**About this exercise**
Go through the listing below and count the lines with "comments" in them. Only the count is needed.

**Data for processing**
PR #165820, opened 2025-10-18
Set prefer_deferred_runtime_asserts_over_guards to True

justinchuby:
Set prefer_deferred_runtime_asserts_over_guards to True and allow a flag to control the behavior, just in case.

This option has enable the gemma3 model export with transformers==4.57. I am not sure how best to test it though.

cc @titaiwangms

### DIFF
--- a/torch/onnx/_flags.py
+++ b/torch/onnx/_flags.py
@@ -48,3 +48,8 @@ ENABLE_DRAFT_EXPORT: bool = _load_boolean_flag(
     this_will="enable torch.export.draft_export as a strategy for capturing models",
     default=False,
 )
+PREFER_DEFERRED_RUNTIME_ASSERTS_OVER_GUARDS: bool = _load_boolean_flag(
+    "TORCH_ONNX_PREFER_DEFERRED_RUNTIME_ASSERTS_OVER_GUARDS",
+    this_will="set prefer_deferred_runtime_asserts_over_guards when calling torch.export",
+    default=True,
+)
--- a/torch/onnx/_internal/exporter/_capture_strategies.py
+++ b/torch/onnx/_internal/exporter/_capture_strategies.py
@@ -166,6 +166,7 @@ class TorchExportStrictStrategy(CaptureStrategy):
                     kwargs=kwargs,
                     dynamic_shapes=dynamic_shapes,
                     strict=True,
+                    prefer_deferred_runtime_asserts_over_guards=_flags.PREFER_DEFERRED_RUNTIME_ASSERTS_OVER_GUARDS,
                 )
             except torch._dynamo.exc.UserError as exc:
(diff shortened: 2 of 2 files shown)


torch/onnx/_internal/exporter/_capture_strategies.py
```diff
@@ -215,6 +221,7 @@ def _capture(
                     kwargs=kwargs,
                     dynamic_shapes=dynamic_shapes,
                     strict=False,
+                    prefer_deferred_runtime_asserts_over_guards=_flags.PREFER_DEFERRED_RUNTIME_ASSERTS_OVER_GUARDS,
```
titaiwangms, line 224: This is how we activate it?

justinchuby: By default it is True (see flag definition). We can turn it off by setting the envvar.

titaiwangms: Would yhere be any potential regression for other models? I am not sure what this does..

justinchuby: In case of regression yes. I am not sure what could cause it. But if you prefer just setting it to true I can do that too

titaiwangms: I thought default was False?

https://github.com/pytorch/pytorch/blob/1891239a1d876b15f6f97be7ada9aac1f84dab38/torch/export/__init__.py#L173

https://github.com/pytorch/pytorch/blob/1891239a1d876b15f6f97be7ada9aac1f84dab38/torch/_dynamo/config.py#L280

* * *

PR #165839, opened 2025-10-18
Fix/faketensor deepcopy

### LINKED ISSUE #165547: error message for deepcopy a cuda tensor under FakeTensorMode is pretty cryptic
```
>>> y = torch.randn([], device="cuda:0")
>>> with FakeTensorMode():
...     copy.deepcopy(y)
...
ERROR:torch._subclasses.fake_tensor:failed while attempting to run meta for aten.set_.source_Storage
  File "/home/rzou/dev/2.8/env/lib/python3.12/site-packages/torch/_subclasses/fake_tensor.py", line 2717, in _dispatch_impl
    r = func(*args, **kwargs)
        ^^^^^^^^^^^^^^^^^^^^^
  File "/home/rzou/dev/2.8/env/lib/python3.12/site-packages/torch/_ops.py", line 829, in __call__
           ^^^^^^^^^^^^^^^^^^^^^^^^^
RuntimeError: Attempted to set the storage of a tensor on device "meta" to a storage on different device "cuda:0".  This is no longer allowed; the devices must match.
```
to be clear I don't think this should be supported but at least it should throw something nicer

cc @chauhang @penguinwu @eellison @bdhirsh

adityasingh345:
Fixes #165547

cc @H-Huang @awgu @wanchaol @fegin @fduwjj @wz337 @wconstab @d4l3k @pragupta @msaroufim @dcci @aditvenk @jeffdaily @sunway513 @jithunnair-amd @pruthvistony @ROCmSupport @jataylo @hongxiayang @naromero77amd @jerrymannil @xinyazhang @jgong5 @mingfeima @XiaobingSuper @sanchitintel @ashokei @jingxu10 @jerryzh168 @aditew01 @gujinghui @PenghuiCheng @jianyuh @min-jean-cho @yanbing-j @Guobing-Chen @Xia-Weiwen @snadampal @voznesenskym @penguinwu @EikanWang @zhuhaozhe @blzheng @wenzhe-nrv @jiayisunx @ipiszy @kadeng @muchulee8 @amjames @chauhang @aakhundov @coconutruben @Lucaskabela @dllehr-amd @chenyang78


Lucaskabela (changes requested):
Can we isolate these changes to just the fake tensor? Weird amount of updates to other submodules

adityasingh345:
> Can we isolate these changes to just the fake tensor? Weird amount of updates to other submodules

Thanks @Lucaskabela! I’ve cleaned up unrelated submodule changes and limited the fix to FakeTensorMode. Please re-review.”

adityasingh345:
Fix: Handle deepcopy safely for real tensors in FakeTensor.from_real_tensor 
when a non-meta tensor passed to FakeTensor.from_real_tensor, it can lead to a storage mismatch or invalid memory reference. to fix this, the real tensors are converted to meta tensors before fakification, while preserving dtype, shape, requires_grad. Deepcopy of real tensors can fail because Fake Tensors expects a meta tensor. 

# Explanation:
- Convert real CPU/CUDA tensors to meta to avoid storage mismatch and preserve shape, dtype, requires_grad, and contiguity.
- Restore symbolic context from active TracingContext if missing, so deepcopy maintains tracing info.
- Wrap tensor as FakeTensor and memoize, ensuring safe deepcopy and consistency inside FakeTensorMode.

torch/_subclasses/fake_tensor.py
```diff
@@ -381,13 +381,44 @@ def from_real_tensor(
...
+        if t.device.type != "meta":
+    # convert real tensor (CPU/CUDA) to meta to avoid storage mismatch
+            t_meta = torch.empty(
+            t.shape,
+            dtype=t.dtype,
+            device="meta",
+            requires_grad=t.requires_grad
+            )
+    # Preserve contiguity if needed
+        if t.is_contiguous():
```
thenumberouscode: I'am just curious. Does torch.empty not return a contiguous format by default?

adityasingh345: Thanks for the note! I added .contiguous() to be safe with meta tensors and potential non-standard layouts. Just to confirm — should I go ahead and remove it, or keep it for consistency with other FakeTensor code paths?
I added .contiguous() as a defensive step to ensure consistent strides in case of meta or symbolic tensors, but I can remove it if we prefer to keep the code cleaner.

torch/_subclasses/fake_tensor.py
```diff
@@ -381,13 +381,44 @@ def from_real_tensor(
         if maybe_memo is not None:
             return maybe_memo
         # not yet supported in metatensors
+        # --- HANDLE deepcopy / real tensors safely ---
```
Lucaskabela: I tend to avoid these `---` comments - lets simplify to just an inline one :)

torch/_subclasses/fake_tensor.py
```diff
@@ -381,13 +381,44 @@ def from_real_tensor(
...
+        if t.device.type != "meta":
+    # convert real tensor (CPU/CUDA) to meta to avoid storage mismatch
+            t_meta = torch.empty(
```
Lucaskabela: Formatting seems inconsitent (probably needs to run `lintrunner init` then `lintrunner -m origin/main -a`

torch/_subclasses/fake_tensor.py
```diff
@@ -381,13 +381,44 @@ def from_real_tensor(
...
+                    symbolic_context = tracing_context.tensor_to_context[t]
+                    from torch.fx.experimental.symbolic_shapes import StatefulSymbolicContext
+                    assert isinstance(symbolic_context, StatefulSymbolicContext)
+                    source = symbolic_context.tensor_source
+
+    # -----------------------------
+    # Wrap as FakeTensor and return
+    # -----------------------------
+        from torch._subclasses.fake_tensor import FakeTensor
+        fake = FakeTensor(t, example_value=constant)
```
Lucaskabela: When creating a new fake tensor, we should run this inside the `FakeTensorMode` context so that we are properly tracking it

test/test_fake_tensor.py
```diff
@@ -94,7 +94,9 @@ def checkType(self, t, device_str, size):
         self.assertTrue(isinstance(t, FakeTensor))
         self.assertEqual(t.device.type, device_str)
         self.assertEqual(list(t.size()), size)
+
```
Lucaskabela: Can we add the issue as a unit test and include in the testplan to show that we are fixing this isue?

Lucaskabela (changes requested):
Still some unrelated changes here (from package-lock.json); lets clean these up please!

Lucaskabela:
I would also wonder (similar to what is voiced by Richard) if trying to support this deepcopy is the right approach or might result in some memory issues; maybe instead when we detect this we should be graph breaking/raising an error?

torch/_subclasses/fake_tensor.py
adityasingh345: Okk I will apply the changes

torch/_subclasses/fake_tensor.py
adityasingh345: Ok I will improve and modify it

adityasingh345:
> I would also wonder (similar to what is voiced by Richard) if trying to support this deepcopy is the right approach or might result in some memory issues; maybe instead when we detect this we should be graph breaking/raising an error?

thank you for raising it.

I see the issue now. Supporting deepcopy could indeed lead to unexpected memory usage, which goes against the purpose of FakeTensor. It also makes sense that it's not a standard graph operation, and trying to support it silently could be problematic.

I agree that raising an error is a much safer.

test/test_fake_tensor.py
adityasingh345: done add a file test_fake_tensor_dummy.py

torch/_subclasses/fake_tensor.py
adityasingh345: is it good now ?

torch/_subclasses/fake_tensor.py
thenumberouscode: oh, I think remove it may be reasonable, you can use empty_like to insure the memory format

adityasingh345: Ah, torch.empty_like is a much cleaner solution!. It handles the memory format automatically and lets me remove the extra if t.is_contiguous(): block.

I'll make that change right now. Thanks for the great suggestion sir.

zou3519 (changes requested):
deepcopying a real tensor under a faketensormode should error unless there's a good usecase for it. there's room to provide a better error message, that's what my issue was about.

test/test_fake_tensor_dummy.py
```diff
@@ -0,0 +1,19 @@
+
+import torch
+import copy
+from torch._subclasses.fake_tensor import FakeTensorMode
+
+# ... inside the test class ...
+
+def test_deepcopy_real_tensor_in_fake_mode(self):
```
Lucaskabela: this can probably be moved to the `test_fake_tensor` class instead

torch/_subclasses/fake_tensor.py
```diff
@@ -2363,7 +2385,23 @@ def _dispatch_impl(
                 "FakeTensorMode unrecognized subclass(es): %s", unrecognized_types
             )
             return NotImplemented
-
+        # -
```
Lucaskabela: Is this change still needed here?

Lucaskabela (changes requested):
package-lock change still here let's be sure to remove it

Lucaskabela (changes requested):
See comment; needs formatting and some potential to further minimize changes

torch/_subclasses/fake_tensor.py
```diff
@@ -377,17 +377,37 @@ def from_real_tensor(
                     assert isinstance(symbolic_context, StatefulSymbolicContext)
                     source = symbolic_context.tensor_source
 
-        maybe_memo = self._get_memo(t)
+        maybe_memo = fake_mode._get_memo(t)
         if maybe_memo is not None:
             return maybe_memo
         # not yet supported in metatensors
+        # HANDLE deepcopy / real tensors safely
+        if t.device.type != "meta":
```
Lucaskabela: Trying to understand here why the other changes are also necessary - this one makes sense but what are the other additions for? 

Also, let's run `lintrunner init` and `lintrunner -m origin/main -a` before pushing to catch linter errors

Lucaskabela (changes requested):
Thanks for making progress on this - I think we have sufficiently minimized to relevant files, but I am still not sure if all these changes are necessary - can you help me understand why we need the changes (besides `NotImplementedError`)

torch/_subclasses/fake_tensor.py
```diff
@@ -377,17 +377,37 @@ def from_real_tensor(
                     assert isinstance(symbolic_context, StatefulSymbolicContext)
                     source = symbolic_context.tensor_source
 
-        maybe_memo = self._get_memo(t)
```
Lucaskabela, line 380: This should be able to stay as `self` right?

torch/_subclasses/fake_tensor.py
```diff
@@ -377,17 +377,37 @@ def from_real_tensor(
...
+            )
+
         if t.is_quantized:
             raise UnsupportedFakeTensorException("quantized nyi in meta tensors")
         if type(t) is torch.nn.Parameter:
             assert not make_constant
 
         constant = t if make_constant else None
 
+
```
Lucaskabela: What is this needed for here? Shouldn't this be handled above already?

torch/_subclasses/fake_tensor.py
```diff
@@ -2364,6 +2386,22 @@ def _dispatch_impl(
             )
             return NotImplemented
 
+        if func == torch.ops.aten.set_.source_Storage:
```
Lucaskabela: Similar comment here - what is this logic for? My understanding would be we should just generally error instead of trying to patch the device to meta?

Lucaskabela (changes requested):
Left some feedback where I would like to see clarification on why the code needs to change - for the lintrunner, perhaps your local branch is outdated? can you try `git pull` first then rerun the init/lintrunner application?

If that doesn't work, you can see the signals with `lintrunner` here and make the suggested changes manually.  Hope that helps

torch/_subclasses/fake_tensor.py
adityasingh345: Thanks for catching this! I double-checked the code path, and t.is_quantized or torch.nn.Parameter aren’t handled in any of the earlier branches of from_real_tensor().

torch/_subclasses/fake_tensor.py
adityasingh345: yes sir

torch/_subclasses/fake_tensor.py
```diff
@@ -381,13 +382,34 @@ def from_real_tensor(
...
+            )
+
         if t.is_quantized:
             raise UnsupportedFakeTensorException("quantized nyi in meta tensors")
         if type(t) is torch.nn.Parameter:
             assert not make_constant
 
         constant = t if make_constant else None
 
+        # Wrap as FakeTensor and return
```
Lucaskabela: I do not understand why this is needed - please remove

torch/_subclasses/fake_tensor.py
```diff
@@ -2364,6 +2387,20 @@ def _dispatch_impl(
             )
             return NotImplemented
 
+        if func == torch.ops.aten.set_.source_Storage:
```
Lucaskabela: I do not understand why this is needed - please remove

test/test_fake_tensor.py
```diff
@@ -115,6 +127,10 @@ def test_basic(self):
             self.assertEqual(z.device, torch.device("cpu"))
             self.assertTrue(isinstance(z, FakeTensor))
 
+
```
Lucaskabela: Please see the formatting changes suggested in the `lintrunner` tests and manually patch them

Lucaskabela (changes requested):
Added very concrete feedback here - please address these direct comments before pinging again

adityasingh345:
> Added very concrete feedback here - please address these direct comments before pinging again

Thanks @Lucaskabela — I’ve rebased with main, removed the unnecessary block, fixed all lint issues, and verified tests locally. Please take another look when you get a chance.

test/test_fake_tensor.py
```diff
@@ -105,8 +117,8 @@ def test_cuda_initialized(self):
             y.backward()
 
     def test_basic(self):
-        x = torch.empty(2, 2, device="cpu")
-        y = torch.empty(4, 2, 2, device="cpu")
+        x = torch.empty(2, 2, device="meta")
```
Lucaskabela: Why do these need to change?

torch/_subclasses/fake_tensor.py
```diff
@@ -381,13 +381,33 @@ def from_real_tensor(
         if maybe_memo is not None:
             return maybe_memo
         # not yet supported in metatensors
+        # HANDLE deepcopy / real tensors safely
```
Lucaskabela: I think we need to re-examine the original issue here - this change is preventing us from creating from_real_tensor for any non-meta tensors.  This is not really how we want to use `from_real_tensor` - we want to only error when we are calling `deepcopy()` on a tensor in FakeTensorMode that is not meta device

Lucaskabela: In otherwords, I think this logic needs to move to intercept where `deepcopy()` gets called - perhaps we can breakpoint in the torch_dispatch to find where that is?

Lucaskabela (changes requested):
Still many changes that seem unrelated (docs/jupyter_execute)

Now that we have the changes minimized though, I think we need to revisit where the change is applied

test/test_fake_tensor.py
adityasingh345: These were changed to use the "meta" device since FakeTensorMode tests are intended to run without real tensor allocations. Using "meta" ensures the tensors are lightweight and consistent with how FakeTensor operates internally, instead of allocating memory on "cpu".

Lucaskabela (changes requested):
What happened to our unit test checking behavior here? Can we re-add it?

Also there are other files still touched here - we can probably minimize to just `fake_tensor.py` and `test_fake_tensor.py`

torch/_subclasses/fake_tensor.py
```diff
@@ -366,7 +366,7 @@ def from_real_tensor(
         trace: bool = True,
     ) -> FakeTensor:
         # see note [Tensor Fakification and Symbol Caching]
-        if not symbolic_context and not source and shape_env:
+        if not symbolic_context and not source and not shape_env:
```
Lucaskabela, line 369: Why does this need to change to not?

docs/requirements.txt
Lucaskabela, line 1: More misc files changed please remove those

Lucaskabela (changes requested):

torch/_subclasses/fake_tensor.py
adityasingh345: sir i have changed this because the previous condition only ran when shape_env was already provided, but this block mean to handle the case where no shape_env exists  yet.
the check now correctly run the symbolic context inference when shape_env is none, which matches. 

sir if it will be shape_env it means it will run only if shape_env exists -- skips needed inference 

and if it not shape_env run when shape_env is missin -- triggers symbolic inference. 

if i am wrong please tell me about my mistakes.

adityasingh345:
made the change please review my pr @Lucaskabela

**Answer to this problem**
3